● **Exercise description**:
Your task is to transcribe, without alteration, the lines from the top of the material below through the line bearing "it was replaced", inclusive.

● **Data in this exercise**:

PR #3933, opened 2019-12-20
RFC: Scope hoisting: support bundling browserify-built bundles

wbinnssmith:
Closes https://github.com/parcel-bundler/parcel/issues/4634

This adds support for bundling bundles that have already been built using browserify. 

The browserify prelude tests for an existing global `require` using `typeof require === 'function'`, ~~which we previously statically rewrote to `'function' === 'function'`,~~ leading it to attempt to invoke a require that does not exist. Should we find a way of conditionally rewriting these, maybe only if `require` is only used as a function in a statically analyzable way?

Test Plan: Added a test using a browserify bundle as a fixture.

PR #6260, opened 2021-05-10
Allow bundling browserify bundles by replacing free requires with undefined

### LINKED ISSUE #4634: Uncaught ReferenceError: require is not defined
# 🐛 bug report

Since some nightly versions (not 100% sure when it started) I get an error for optimized JS files `Uncaught ReferenceError: require is not defined`.

It looks like it happens when a node module is requested which contains a commonjs module.

See https://github.com/garthenweb/parcel-bug-report-examples/tree/bug/require-is-not-a-function

## 🤔 Expected Behavior

Should not throw at runtime.

## 😯 Current Behavior

Throws.

## 💁 Possible Solution

I guess the required calls need to be replaced in the scope hoisting process.

## 🔦 Context

I saw this yesterday the first time in nightly version 266 with the `object-hash` library but had it today in another project using `react-hot-loader`.

## 💻 Code Sample

https://github.com/garthenweb/parcel-bug-report-examples/tree/bug/require-is-not-a-function

## 🌍 Your Environment

| Parcel           | 2.0.0-nightly.273
| Node             | v12.8.1
| npm | v6.14.5
| Operating System | Windows / WSL 1 Ubuntu

mischnic:
Closes #3933, Closes #4634, Closes T-1002

~This replaces `typeof require == "function" && require` (and commutative equivalents, or with `===`) with `undefined`, so that browserify bundles don't throw. `require` is never actually called, but still assigned to a local variable.~

~Previously, it was replaced with `"function" == "function" && require`.~

This replaces free `require`s (so everything except `typeof require` and `require("some...string")` with `undefined`.

### DIFF
--- a/packages/transformers/js/src/dependency_collector.rs
+++ b/packages/transformers/js/src/dependency_collector.rs
@@ -300,12 +300,10 @@ impl<'a> Fold for DependencyCollector<'a> {
           attributes = Some(attrs);
         }
       }
-    }
-
-    // importScripts() accepts multiple arguments. Add dependencies for each
-    // and replace with require calls for each of the specifiers (which will
-    // return the resolved URL at runtime).
-    if kind == DependencyKind::ImportScripts {
+    } else if kind == DependencyKind::ImportScripts {
+      // importScripts() accepts multiple arguments. Add dependencies for each
+      // and replace with require calls for each of the specifiers (which will
+      // return the resolved URL at runtime).
       let mut node = node.clone();
       node.args = node
         .args
@@ -375,10 +373,31 @@ impl<'a> Fold for DependencyCollector<'a> {
 
       // Track the returned require call to be replaced with a promise chain.
       self.require_node = Some(call.clone());
-      return call;
+      call
+    } else if kind == DependencyKind::Require {
+      // Don't continue traversing so that the `require` isn't replaced with undefined
+      node
+    } else {
+      node.fold_children_with(self)
+    }
+  }
+
+  fn fold_unary_expr(&mut self, node: ast::UnaryExpr) -> ast::UnaryExpr {
+    // Don't traverse `typeof require` further to `require` with undefined
+    if let ast::UnaryExpr {
+      op: ast::UnaryOp::TypeOf,
+      arg,
+      ..
+    } = &node
+    {
+      if let ast::Expr::Ident(ast::Ident { sym, .. }) = &**arg {
+        if sym == &js_word!("require") && !self.decls.contains(&(sym.clone(), node.span.ctxt())) {
+          return node;
+        }
+      }
     }
 
-    return node.fold_children_with(self);
+    node.fold_children_with(self)
   }
 
   fn fold_new_expr(&mut self, node: ast::NewExpr) -> ast::NewExpr {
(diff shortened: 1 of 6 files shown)


wbinnssmith (approved):

parcel-benchmark:
## Benchmark Results

#### Timings

| --- | --- | --- |

#### Cold Bundles

#### Cached Bundles

</p></details>

#### Timings

| --- | --- | --- |

#### Cold Bundles

#### Cached Bundles

</p></details>

#### Timings

| --- | --- | --- |

#### Cold Bundles

#### Cached Bundles

</p></details>

#### Timings

| --- | --- | --- |

#### Cold Bundles

#### Cached Bundles

</p></details>

**[Click here to view a detailed benchmark overview.](https://benchmark.parceljs.org/benchmark/298498718266556936)**

devongovett:
Would it be simpler to only look for `require` as a free identifier? Right now we don't do anything with that. If we replaced it with `undefined` then that might also fix this. I can't think of a case where a free require would work anyway.

mischnic:
It now replaces free `require`s instead. That wasn't really possible before the swc transformer because there was no `__parcel__require__` for the runtimes.

packages/transformers/js/src/dependency_collector.rs
```diff
@@ -373,10 +371,31 @@ impl<'a> Fold for DependencyCollector<'a> {
...
+    } else if kind == DependencyKind::Require {
+      // Don't continue traversing so that the `require` isn't replaced with undefined
+      node
+    } else {
+      node.fold_children_with(self)
     }
+  }
 
-    return node.fold_children_with(self);
+  fn fold_unary_expr(&mut self, node: ast::UnaryExpr) -> ast::UnaryExpr {
```
devongovett, line 385: Shouldn't `fold_expr` already take care of this? It should run before `fold_unary_expr` I think.

mischnic: `UnaryExpr` is an enum variant of `Expr`, so `Expr` is visited before the `UnaryExpr`.

Do you mean I should move the logic from `fold_unary_expr` to `fold_expr`?

devongovett: I mean, we already handle `UnaryExpr` inside the `fold_expr` visitor, and return without visiting children, so I'm not sure why this additional visitor is needed.

mischnic: > I mean, we already handle UnaryExpr inside the fold_expr visitor

I think you are looking at hoist.rs? All of my current changes are in dependency_collector.rs now

devongovett: Oh right 🙈

devongovett (approved):

packages/transformers/js/src/dependency_collector.rs
```diff
@@ -375,10 +373,31 @@ impl<'a> Fold for DependencyCollector<'a> {
...
+    {
+      if let ast::Expr::Ident(ast::Ident { sym, .. }) = &**arg {
+        if sym == &js_word!("require") && !self.decls.contains(&(sym.clone(), node.span.ctxt())) {
+          return node;
+        }
+      }
+    }
+
+    node.fold_children_with(self)
   }
```
kdy1, line 402: Seems like `fold_member_expr` is missing.
All passes touching identifier should implement it and fold `prop` only if `computed` is true.

kdy1: Seems like a cause of https://github.com/parcel-bundler/parcel/issues/6323

kdy1: I was wrong. Sorry for the mistake.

● **Output of the task**:
PR #3933, opened 2019-12-20
RFC: Scope hoisting: support bundling browserify-built bundles

wbinnssmith:
Closes https://github.com/parcel-bundler/parcel/issues/4634

This adds support for bundling bundles that have already been built using browserify. 

The browserify prelude tests for an existing global `require` using `typeof require === 'function'`, ~~which we previously statically rewrote to `'function' === 'function'`,~~ leading it to attempt to invoke a require that does not exist. Should we find a way of conditionally rewriting these, maybe only if `require` is only used as a function in a statically analyzable way?

Test Plan: Added a test using a browserify bundle as a fixture.

PR #6260, opened 2021-05-10
Allow bundling browserify bundles by replacing free requires with undefined

### LINKED ISSUE #4634: Uncaught ReferenceError: require is not defined
# 🐛 bug report

Since some nightly versions (not 100% sure when it started) I get an error for optimized JS files `Uncaught ReferenceError: require is not defined`.

It looks like it happens when a node module is requested which contains a commonjs module.

See https://github.com/garthenweb/parcel-bug-report-examples/tree/bug/require-is-not-a-function

## 🤔 Expected Behavior

Should not throw at runtime.

## 😯 Current Behavior

Throws.

## 💁 Possible Solution

I guess the required calls need to be replaced in the scope hoisting process.

## 🔦 Context

I saw this yesterday the first time in nightly version 266 with the `object-hash` library but had it today in another project using `react-hot-loader`.

## 💻 Code Sample

https://github.com/garthenweb/parcel-bug-report-examples/tree/bug/require-is-not-a-function

## 🌍 Your Environment

| Parcel           | 2.0.0-nightly.273
| Node             | v12.8.1
| npm | v6.14.5
| Operating System | Windows / WSL 1 Ubuntu

mischnic:
Closes #3933, Closes #4634, Closes T-1002

~This replaces `typeof require == "function" && require` (and commutative equivalents, or with `===`) with `undefined`, so that browserify bundles don't throw. `require` is never actually called, but still assigned to a local variable.~

~Previously, it was replaced with `"function" == "function" && require`.~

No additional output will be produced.